> Source information
•••

PR #255, opened 2022-01-03
libnpupnp: add

neheb:

### DIFF
--- a/subprojects/packagefiles/libnpupnp/meson.build
+++ b/subprojects/packagefiles/libnpupnp/meson.build
@@ -1,0 +1,213 @@
+project('libnpupnp', 'cpp',
+  version : '4.2.1',
+  default_options : [ 'cpp_std=c++11', 'warning_level=1' ]
+)
+
+cpp = meson.get_compiler('cpp')
+
+deps = []
+if host_machine.system() == 'windows'
+    deps += cpp.find_library('ws2_32')
+    deps += cpp.find_library('iphlpapi')
+elif host_machine.system() == 'sunos'
+    deps += cpp.find_library('nsl')
+    deps += cpp.find_library('socket')
+endif
+
+deps += dependency('threads')
+deps += dependency('libmicrohttpd')
+deps += dependency('libcurl')
+expat_dep = dependency('expat', required : get_option('expat'))
+deps += expat_dep
+
+if (host_machine.system() == 'windows')
+  add_project_arguments('-DDLL_EXPORT', language : 'cpp')
+endif
+
+add_project_arguments('-DSMALLUT_NO_REGEX', language : 'cpp')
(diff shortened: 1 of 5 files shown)


neheb:
did not expect that...

neheb:
No idea how to proceed.

subprojects/packagefiles/libnpupnp/meson.build
```diff
@@ -0,0 +1,215 @@
...
+if get_option('tools')
+  npupnp_sources += [
+    'src/api/upnptools.cpp',
+  ]
+endif
+
+libnpupnp = library('npupnp',
+  npupnp_sources,
+  include_directories : libnpupnp_incdir,
+  dependencies : [ winsock_dep, iphlpapi_dep, nsl_dep, socket_dep, threads_dep, libmicrohttpd_dep, libcurl_dep, expat_dep ],
```
eli-schwartz, line 86: This also has a library version upstream which should be retained, `-version-info 6:1:2` in libtool terms is  `version: '4.2.1'` in meson terms (and produces `libnpupnp.so.4.2.1`).

subprojects/packagefiles/libnpupnp/meson.build
```diff
@@ -0,0 +1,215 @@
+project('npupnp', 'cpp',
```
eli-schwartz, line 1: Hmm, shouldn't this be libnpupnp? That is what is in AC_INIT().

eli-schwartz (commented):
The libmicrohttpd thing on Windows could be solved either by adding libmicrohttpd to the WrapDB too, or disabling an optional component if not found... but libmicrohttpd doesn't seem to be optional.

jpakkane:
Since the deps are not available as wraps, you need to disable building on Windows in the json files at the root.

jpakkane:
It's a bit unexpected, but you need to set `linux_only` to `true` rather than adding the name to `skip_windows`.

neheb:
Set,

In other news, I tried to make a meson.build file for libmicrohttp but it seems a lot more work than this...

eli-schwartz:
I kinda... really dislike the idea of using linux_only, which is *supposed* to indicate that the source code is written for POSIX and thus isn't expected to build with MSVC, for "don't build on Windows because missing dependencies".

At the very least, this needs an explanatory comment for why on earth the software doesn't build on Windows even though it's supposed to.

(I would much prefer a libmicrohttpd port obviously.)

neheb:
Added comment.

jpakkane:
⚔️ conflicts.

neheb:
Joy.

neheb:
Fixed conflicts.

jpakkane:
Thanks.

•••

> Problem statement
Reproduce the entire listing word for word.

> Reply to the exercise
PR #255, opened 2022-01-03
libnpupnp: add

neheb:

### DIFF
--- a/subprojects/packagefiles/libnpupnp/meson.build
+++ b/subprojects/packagefiles/libnpupnp/meson.build
@@ -1,0 +1,213 @@
+project('libnpupnp', 'cpp',
+  version : '4.2.1',
+  default_options : [ 'cpp_std=c++11', 'warning_level=1' ]
+)
+
+cpp = meson.get_compiler('cpp')
+
+deps = []
+if host_machine.system() == 'windows'
+    deps += cpp.find_library('ws2_32')
+    deps += cpp.find_library('iphlpapi')
+elif host_machine.system() == 'sunos'
+    deps += cpp.find_library('nsl')
+    deps += cpp.find_library('socket')
+endif
+
+deps += dependency('threads')
+deps += dependency('libmicrohttpd')
+deps += dependency('libcurl')
+expat_dep = dependency('expat', required : get_option('expat'))
+deps += expat_dep
+
+if (host_machine.system() == 'windows')
+  add_project_arguments('-DDLL_EXPORT', language : 'cpp')
+endif
+
+add_project_arguments('-DSMALLUT_NO_REGEX', language : 'cpp')
(diff shortened: 1 of 5 files shown)


neheb:
did not expect that...

neheb:
No idea how to proceed.

subprojects/packagefiles/libnpupnp/meson.build
```diff
@@ -0,0 +1,215 @@
...
+if get_option('tools')
+  npupnp_sources += [
+    'src/api/upnptools.cpp',
+  ]
+endif
+
+libnpupnp = library('npupnp',
+  npupnp_sources,
+  include_directories : libnpupnp_incdir,
+  dependencies : [ winsock_dep, iphlpapi_dep, nsl_dep, socket_dep, threads_dep, libmicrohttpd_dep, libcurl_dep, expat_dep ],
```
eli-schwartz, line 86: This also has a library version upstream which should be retained, `-version-info 6:1:2` in libtool terms is  `version: '4.2.1'` in meson terms (and produces `libnpupnp.so.4.2.1`).

subprojects/packagefiles/libnpupnp/meson.build
```diff
@@ -0,0 +1,215 @@
+project('npupnp', 'cpp',
```
eli-schwartz, line 1: Hmm, shouldn't this be libnpupnp? That is what is in AC_INIT().

eli-schwartz (commented):
The libmicrohttpd thing on Windows could be solved either by adding libmicrohttpd to the WrapDB too, or disabling an optional component if not found... but libmicrohttpd doesn't seem to be optional.

jpakkane:
Since the deps are not available as wraps, you need to disable building on Windows in the json files at the root.

jpakkane:
It's a bit unexpected, but you need to set `linux_only` to `true` rather than adding the name to `skip_windows`.

neheb:
Set,

In other news, I tried to make a meson.build file for libmicrohttp but it seems a lot more work than this...

eli-schwartz:
I kinda... really dislike the idea of using linux_only, which is *supposed* to indicate that the source code is written for POSIX and thus isn't expected to build with MSVC, for "don't build on Windows because missing dependencies".

At the very least, this needs an explanatory comment for why on earth the software doesn't build on Windows even though it's supposed to.

(I would much prefer a libmicrohttpd port obviously.)

neheb:
Added comment.

jpakkane:
⚔️ conflicts.

neheb:
Joy.

neheb:
Fixed conflicts.

jpakkane:
Thanks.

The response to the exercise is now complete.